The Hôpital de Prangins, which has drawn the rich and famous like Zelda Fitzgerald for treatment, was founded by Auguste Forel.

 

It is little wonder that at this time many high-caliber psychotherapy clinics opened throughout the country – drawing in the rich and famous from around the world. While F. Scott Fitzgerald’s wife Zelda was being treated at one such clinic in Nyon in the 1930s, he began writing his final novel Tender is the Night. The main character in that novel, Dick Diver, is a gifted psychiatrist working in a specialized clinic in Zürich. Fitzgerald’s work not only mirrored what was happening in his own life, but also the role Switzerland was playing in the burgeoning world of mental health care.

 

What makes Switzerland’s mental health treatments so special?

 

The Swiss approach to treating a patient is a comprehensive one which emphasizes rehabilitation and reintroduction back into the community – especially when it comes to psychiatric illness and hospitalizations.

 

During such stays, Swiss patients are offered various forms of therapy such as individual psychotherapy, group therapy, exercise therapy, art and music therapy. The main goal is to maintain or get back one’s autonomy.
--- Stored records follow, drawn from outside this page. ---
PR #1112, opened 2020-11-11
Adaptive jbuf

cspiel1:
audio, stream: put to and get from jitter buffer in two threads
    
    During a call there is the RTP receive thread (A) and the auplay thread (B).
    Previously the two threads had been connected by an aubuf. Thread A put the
    RTP packets in the jbuf and also did a get in the same thread. Thus jbuf did
    not really work as jitter buffer. Thread A did also the decoding and pushed the
    data into the aubuf. Thread B fetched the data from the aubuf and pushed it to
    the audio device.
    
aubuf-2threads

    Now in libre the jbuf was made thread safe and it works now as adaptive jitter
    buffer. What means that the latency is controlled in reaction on the measured
    network jitter.

Thread B has real time constraints and decoding could be to time consuming (e.g. on slow HW). We added a third thread X for decoding. Like shown in this image: 
jbuf-3threads
    
    
    Adapting of the latency in the jbuf is done during periods of silence. This
    commit also adds a silence detection. Which is disabled by default because it
    is the only O(n) complexity part, where n is the number of samples (sampc).

Related to: https://github.com/baresip/re/pull/41.

### DIFF
--- a/src/audio.c
+++ b/src/audio.c
@@ -143,7 +143,9 @@ struct aurx {
 	const struct aucodec *ac;     /**< Current audio decoder           */
 	struct audec_state *dec;      /**< Audio decoder state (optional)  */
 	struct aubuf *aubuf;          /**< Incoming audio buffer           */
+	size_t aubuf_minsz;           /**< Minimum aubuf size in [bytes]   */
 	size_t aubuf_maxsz;           /**< Maximum aubuf size in [bytes]   */
+	size_t num_bytes;             /**< Size of one frame in [bytes]    */
 	volatile bool aubuf_started;  /**< Aubuf was started flag          */
 	struct auresamp resamp;       /**< Optional resampler for DSP      */
 	struct list filtl;            /**< Audio filters in decoding order */
@@ -167,6 +169,9 @@ struct aurx {
 		uint64_t aubuf_underrun;
 		uint64_t n_discard;
 	} stats;
+
+	struct tmr tmr;       /**< Timer for audio decoding        */
+	volatile int32_t wcnt;
 };
 
 
@@ -289,7 +294,7 @@ static void stop_rx(struct aurx *rx)
 	/* audio player must be stopped first */
 	rx->auplay = mem_deref(rx->auplay);
 	rx->aubuf  = mem_deref(rx->aubuf);
-
+	tmr_cancel(&rx->tmr);
 	list_flush(&rx->filtl);
 }
 
@@ -652,6 +657,28 @@ static bool silence(const void *sampv, size_t sampc, int fmt)
 }
 
 
+static void audio_decode(void *arg)
+{
+	struct audio *a = arg;
+	struct aurx *rx = &a->rx;
+	int err = 0;
+
+	while (rx->wcnt > 0 || err == EAGAIN ||
+			(!err && aubuf_cur_size(rx->aubuf) < rx->num_bytes)) {
+
+		rx->wcnt--;
+		if (err == EAGAIN)
+			++rx->again;
+
+		err = stream_decode(a->strm);
+
+		if (err && err != EAGAIN)
+			break;
+
+	}
+}
+
+
 /*
  * Write samples to Audio Player.
  *
@@ -669,22 +696,12 @@ static void auplay_write_handler(void *sampv, size_t sampc, void *arg)
 	int err = 0;
 	struct audio *a = arg;
 	struct aurx *rx = &a->rx;
-	size_t num_bytes = sampc * aufmt_sample_size(rx->play_fmt);
+	rx->num_bytes = sampc * aufmt_sample_size(rx->play_fmt);
 
-	err = stream_decode(a->strm);
-
-	while (err == EAGAIN ||
-			(!err && aubuf_cur_size(rx->aubuf) < num_bytes)) {
-
-		if (err == EAGAIN)
-			++rx->again;
-
-		err = stream_decode(a->strm);
-	}
-
-	if (rx->aubuf_started && aubuf_cur_size(rx->aubuf) < num_bytes) {
+	if (rx->aubuf_started && aubuf_cur_size(rx->aubuf) < rx->num_bytes) {
 
 		++rx->stats.aubuf_underrun;
+		err = ENOENT;
 
 #if 0
 		debug("audio: rx aubuf underrun (total %llu)\n",
@@ -692,24 +709,27 @@ static void auplay_write_handler(void *sampv, size_t sampc, void *arg)
 #endif
 	}
 
-	aubuf_read(rx->aubuf, sampv, num_bytes);
+	aubuf_read(rx->aubuf, sampv, rx->num_bytes);
 
 	/* Reduce latency after EAGAIN? */
-	if (rx->again && silence(sampv, sampc, rx->play_fmt)) {
+	if (rx->again && (err || silence(sampv, sampc, rx->play_fmt))) {
 
 		rx->again--;
-		if (aubuf_cur_size(rx->aubuf) >= num_bytes) {
-			aubuf_read(rx->aubuf, sampv, num_bytes);
+		if (aubuf_cur_size(rx->aubuf) >= rx->aubuf_minsz) {
+			aubuf_read(rx->aubuf, sampv, rx->num_bytes);
 			debug("Dropped a frame to reduce latency\n");
 		}
 	}
 
 #ifdef USE_SILENCE_DETECTION
 	/* decide if we have silence */
-	if (!err)
-		stream_silence_on(a->strm, silence(sampv, sampc,
-					rx->play_fmt));
+	stream_silence_on(a->strm, err ? true :
+			silence(sampv, sampc, rx->play_fmt));
 #endif
+
+	/* as soon as possible decode aubuf_minsz bytes in polling thread */
+	rx->wcnt++;
+	tmr_start(&rx->tmr, 0, audio_decode, a);
 }
 
 
@@ -1515,6 +1535,7 @@ static int start_player(struct aurx *rx, struct audio *a,
 				return err;
 			}
 
+			rx->aubuf_minsz = min_sz;
 			rx->aubuf_maxsz = max_sz;
 		}
 
--- a/src/audio.c
+++ b/src/audio.c
@@ -170,6 +170,7 @@ struct aurx {
 		uint64_t n_discard;
 	} stats;
 
+	enum jbuf_type jbtype;       /**< Jitter buffer type               */
 	volatile int32_t wcnt;       /**< Write handler call count         */
 
 #ifdef HAVE_PTHREAD
@@ -657,6 +658,39 @@ static void check_telev(struct audio *a, struct autx *tx)
 }
 
 
+/*
+ * Write samples to Audio Player. This version of the write handler is used
+ * for the configuration jitter_buffer_type JBUF_FIXED.
+ *
+ * @note This function has REAL-TIME properties
+ *
+ * @note The application is responsible for filling in silence in
+ *       the case of underrun
+ *
+ * @note This function may be called from any thread
+ *
+ * @note The sample format is set in rx->play_fmt
+ */
+static void auplay_write_handler(void *sampv, size_t sampc, void *arg)
+{
+	struct audio *a = arg;
+	struct aurx *rx = &a->rx;
+	size_t num_bytes = sampc * aufmt_sample_size(rx->play_fmt);
+
+	if (rx->aubuf_started && aubuf_cur_size(rx->aubuf) < num_bytes) {
+
+		++rx->stats.aubuf_underrun;
+
+#if 0
+		debug("audio: rx aubuf underrun (total %llu)\n",
+			rx->stats.aubuf_underrun);
+#endif
+	}
+
+	aubuf_read(rx->aubuf, sampv, num_bytes);
+}
+
+
 static bool silence(const void *sampv, size_t sampc, int fmt)
 {
 	const int16_t *v;
@@ -738,18 +772,13 @@ static void *rx_thread(void *arg)
 
 
 /*
- * Write samples to Audio Player.
+ * Write samples to Audio Player. This version of the write handler is used
+ * for the configuration jitter_buffer_type JBUF_ADAPTIVE.
  *
- * @note This function has REAL-TIME properties
+ * @note See auplay_write_handler()!
  *
- * @note The application is responsible for filling in silence in
- *       the case of underrun
- *
- * @note This function may be called from any thread
- *
- * @note The sample format is set in rx->play_fmt
  */
-static void auplay_write_handler(void *sampv, size_t sampc, void *arg)
+static void auplay_write_handler2(void *sampv, size_t sampc, void *arg)
 {
 	int err = 0;
 	struct audio *a = arg;
@@ -1237,6 +1266,7 @@ int audio_alloc(struct audio **ap, struct list *streaml,
 
 	tx->enc_fmt = cfg->audio.enc_fmt;
 	rx->dec_fmt = cfg->audio.dec_fmt;
+	rx->jbtype  = cfg->avt.jbtype;
 
 	err = stream_alloc(&a->strm, streaml,
 			   stream_prm, &cfg->avt, sdp_sess,
@@ -1622,6 +1652,8 @@ static int start_player(struct aurx *rx, struct audio *a,
 		err = auplay_alloc(&rx->auplay, auplayl,
 				   rx->module,
 				   &prm, rx->device,
+				   rx->jbtype == JBUF_ADAPTIVE ?
+				   auplay_write_handler2 :
 				   auplay_write_handler, a);
 		if (err) {
 			warning("audio: start_player failed (%s.%s): %m\n",
@@ -2383,21 +2415,21 @@ int audio_set_source(struct audio *au, const char *mod, const char *device)
  * Set the audio player state to a new audio player module and device.
  * The current audio player will be stopped.
  *
- * @param au     Audio object
+ * @param a      Audio object
  * @param mod    Audio player module (NULL to stop)
  * @param device Audio player device name
  *
  * @return 0 if success, otherwise errorcode
  */
-int audio_set_player(struct audio *au, const char *mod, const char *device)
+int audio_set_player(struct audio *a, const char *mod, const char *device)
 {
 	struct aurx *rx;
 	int err;
 
-	if (!au)
+	if (!a)
 		return EINVAL;
 
-	rx = &au->rx;
+	rx = &a->rx;
 
 	/* stop the audio device first */
 	rx->auplay = mem_deref(rx->auplay);
@@ -2406,7 +2438,9 @@ int audio_set_player(struct audio *au, const char *mod, const char *device)
 
 		err = auplay_alloc(&rx->auplay, baresip_auplayl(),
 				   mod, &rx->auplay_prm, device,
-				   auplay_write_handler, au);
+				   rx->jbtype == JBUF_ADAPTIVE ?
+				   auplay_write_handler2 :
+				   auplay_write_handler, a);
 		if (err) {
 			warning("audio: set_player failed (%s.%s): %m\n",
 				mod, device, err);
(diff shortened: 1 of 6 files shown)


premultiply:
Just a note:
Received (encoded) RTP packets should be never dropped but decoded audio samples may be dropped or silence may be added if necessary.

The aubuffer is always read with the clock of the local audio output device. So it must underrun or overflow from time to time if the audio output clock does not exactly match the senders input audio clock.
The jitterbuffer does make shure that also delayed packets, packet bursts and reordered packets can be decoded in line.

sreimers:
> So the three thread version would not have any benefits.

In my use case the auplay thread uses samples from 64 to 960 @48khz, i need to test if opus decoding is fast enough to
decode packets with ptime 20ms with deadline 64 samples (real time window lower than 1,3ms@48kHz).

alfredh:
please note that the so called "jitter buffer" has a misleading name, and should
in reality be called a "reordering" buffer to reorder incoming UDP/RTP packets.

the auplay handler code must be very fast, and only copy audio samples from a buffer.

there is a chance that auplay handler may run in the context of a real-time thread,
see Audiounit or Portaudio documentation.

src/audio.c
```diff
@@ -1105,9 +1127,9 @@ int audio_alloc(struct audio **ap, struct list *streaml,
 
 	err = stream_alloc(&a->strm, streaml,
 			   stream_prm, &cfg->avt, sdp_sess,
-			   MEDIA_AUDIO, label,
+			   MEDIA_AUDIO, label, true, ptime,
```
alfredh, line 1130: I dont think that `ptime` should be sent into stream.
ptime is audio specific, and stream is generic.

src/core.h
```diff
@@ -289,6 +289,7 @@ enum {STREAM_PRESZ = 4+12}; /* same as RTP_HEADER_SIZE */
 typedef void (stream_rtp_h)(const struct rtp_header *hdr,
 			    struct rtpext *extv, size_t extc,
 			    struct mbuf *mb, unsigned lostc, void *arg);
+typedef int (stream_pt_h)(uint8_t pt, struct mbuf *mb, void *arg);
```
alfredh, line 292: is it possible to make a separate PR for this change, including the code that is
handling payload-type changes?

src/stream.c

This is why retreats are a popular form of treatment in Switzerland – for locals and those around the world who choose the country for their rehabilitation.

 

Nature: Accessible, affordable and no dangerous side effects. It may be one of Switzerland’s best medicines.

 

These retreat centers make use of Switzerland’s greatest asset in treating patients: its nature. According to mental health care professionals and researchers, nature has the power to reduce anger, stress, and fear; in addition to making one feel more confident emotionally and physically. One popular form of nature therapy is Forest Bathing, which has nothing to do with water or hygiene. During a Forest Bathing session, patients will go into nature and be guided as how to use all their senses to be totally present in the environment. It is often offered as a group therapy and meditation that can be healing for the brain.

 

And while we cannot all have access to Swiss mental health care practices, we can learn from them. Taking a 20-minute walk in a park can lift one’s mood, and even more sustained outside exercise can be as effective as taking Zoloft. Accessible and affordable, indeed.